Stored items
-- Opening Marker --

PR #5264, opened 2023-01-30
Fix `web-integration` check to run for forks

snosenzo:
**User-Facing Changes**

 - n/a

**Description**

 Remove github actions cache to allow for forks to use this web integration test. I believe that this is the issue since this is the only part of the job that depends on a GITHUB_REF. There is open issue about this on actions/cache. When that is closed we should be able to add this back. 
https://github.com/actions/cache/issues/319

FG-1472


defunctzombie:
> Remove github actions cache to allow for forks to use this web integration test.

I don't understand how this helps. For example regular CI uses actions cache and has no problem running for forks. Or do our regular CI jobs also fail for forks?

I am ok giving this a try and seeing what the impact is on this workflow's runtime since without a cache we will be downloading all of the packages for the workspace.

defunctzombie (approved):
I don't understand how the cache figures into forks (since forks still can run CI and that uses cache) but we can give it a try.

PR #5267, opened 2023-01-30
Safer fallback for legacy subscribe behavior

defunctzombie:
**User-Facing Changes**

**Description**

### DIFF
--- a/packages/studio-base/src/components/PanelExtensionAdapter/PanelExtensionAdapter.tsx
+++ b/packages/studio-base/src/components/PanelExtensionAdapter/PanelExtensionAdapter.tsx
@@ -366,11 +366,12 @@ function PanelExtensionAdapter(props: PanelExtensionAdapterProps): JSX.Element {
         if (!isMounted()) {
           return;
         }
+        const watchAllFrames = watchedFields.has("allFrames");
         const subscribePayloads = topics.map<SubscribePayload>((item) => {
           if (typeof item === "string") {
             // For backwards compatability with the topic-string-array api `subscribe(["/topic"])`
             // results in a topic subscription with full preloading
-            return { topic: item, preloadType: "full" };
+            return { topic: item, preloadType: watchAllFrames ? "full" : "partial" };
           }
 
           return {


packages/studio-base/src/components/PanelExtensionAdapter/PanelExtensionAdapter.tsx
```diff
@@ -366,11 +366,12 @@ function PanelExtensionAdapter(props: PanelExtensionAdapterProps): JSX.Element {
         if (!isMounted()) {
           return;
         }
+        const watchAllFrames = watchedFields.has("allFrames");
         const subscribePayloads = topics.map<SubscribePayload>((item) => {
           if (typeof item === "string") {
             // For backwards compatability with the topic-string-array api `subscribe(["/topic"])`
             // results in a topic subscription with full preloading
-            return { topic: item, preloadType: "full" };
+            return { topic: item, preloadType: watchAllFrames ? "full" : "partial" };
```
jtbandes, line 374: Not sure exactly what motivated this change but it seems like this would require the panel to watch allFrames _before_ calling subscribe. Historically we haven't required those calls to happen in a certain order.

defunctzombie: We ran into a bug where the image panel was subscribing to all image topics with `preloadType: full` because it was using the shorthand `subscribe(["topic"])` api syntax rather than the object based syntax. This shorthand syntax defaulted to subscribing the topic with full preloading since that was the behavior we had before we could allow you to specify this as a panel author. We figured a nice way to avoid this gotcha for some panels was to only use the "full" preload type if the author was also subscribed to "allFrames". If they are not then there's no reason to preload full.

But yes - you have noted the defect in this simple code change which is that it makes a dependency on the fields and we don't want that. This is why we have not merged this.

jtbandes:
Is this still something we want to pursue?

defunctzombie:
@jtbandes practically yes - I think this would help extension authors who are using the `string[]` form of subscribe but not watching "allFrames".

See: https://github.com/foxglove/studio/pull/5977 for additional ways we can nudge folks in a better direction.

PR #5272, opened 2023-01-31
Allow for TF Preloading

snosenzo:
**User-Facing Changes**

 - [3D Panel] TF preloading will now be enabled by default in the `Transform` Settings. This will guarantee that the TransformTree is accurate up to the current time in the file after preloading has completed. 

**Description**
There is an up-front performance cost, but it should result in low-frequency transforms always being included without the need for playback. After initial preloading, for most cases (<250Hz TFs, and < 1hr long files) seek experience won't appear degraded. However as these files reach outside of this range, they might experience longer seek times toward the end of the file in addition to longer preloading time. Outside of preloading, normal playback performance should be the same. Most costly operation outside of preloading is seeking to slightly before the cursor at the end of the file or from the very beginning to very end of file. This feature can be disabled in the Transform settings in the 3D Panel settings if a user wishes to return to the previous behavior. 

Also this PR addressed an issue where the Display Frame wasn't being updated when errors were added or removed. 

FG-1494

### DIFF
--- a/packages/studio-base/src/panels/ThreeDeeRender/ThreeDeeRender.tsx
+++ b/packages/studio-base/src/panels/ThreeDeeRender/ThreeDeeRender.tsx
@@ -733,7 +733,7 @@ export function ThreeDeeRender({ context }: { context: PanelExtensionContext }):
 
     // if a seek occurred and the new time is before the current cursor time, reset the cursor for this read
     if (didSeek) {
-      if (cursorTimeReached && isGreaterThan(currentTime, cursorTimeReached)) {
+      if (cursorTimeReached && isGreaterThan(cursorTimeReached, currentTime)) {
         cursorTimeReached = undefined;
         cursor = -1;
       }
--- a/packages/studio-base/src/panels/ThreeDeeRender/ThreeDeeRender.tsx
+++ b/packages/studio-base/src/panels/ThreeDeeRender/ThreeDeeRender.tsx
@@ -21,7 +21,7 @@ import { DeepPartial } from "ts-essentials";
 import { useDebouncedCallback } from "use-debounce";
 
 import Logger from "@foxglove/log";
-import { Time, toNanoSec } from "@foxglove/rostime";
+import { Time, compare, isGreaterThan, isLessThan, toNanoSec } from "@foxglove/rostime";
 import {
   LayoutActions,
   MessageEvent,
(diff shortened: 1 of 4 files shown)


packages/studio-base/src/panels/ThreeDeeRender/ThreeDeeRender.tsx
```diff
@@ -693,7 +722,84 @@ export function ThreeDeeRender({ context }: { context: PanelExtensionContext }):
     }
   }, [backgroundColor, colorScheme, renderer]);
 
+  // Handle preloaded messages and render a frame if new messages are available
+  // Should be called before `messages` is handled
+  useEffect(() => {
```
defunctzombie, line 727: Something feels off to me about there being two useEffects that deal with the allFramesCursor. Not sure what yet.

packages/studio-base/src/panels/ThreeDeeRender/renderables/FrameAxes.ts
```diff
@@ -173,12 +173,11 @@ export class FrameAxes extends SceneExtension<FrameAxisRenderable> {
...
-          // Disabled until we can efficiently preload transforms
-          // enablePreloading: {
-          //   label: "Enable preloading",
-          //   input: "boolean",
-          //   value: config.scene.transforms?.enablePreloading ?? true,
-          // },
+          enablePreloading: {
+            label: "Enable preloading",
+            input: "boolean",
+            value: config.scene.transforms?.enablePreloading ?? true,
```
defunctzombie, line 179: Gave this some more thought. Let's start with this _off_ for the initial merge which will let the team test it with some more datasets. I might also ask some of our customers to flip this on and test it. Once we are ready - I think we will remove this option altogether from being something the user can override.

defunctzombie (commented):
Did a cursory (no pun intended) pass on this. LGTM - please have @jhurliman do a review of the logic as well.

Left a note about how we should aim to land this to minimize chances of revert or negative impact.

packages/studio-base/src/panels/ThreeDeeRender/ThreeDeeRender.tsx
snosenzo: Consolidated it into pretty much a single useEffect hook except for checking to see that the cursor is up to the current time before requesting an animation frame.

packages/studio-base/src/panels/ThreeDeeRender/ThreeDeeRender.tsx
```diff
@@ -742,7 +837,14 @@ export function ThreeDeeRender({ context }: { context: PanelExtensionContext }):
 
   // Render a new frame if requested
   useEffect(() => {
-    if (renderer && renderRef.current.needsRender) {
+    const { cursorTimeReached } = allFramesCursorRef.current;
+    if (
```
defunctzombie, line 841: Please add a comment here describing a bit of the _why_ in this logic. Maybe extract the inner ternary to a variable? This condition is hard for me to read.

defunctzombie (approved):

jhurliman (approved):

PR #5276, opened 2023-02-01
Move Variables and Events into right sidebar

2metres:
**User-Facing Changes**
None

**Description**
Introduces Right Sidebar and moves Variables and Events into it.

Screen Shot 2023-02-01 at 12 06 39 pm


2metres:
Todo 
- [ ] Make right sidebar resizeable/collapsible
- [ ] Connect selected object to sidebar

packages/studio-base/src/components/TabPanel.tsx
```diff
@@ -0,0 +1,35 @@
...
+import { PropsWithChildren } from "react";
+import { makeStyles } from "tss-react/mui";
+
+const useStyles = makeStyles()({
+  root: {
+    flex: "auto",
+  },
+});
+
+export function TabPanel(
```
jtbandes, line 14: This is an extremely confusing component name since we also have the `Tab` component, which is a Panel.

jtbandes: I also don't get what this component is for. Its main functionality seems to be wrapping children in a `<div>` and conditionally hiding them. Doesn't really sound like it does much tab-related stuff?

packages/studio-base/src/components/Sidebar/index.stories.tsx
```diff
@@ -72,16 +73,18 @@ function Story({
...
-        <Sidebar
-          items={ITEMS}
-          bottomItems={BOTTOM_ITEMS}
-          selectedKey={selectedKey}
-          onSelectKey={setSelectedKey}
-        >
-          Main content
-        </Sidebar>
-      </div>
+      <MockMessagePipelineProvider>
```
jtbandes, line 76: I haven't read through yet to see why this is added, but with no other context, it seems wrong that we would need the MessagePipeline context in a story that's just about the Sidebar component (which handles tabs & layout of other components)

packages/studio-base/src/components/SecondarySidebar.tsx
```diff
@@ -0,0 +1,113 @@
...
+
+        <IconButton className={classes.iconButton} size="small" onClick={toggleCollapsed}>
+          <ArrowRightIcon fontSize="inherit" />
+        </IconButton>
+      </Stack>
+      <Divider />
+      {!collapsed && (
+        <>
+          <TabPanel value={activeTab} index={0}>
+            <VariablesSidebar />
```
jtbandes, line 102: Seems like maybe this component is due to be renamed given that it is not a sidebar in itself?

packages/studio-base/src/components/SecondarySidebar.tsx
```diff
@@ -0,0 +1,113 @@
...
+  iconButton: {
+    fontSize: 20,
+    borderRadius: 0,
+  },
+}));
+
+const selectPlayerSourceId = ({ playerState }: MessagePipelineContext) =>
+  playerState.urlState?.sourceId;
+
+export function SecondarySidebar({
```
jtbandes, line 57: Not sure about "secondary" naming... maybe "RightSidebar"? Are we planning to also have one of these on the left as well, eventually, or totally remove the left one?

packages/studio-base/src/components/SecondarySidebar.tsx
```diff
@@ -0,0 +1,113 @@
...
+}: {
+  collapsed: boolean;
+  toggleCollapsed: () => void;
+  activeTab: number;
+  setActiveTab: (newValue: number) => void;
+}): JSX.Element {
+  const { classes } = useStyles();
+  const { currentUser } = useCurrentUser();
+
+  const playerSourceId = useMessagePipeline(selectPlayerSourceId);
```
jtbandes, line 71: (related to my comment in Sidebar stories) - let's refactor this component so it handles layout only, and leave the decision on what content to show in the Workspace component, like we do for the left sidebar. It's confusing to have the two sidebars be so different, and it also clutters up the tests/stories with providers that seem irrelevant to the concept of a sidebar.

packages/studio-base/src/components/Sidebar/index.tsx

-- Closing Marker --

**ASSIGNMENT**
Tally the lines in the records above that contain the word "into". Write the number and nothing else.

**TASK SOLUTION**
5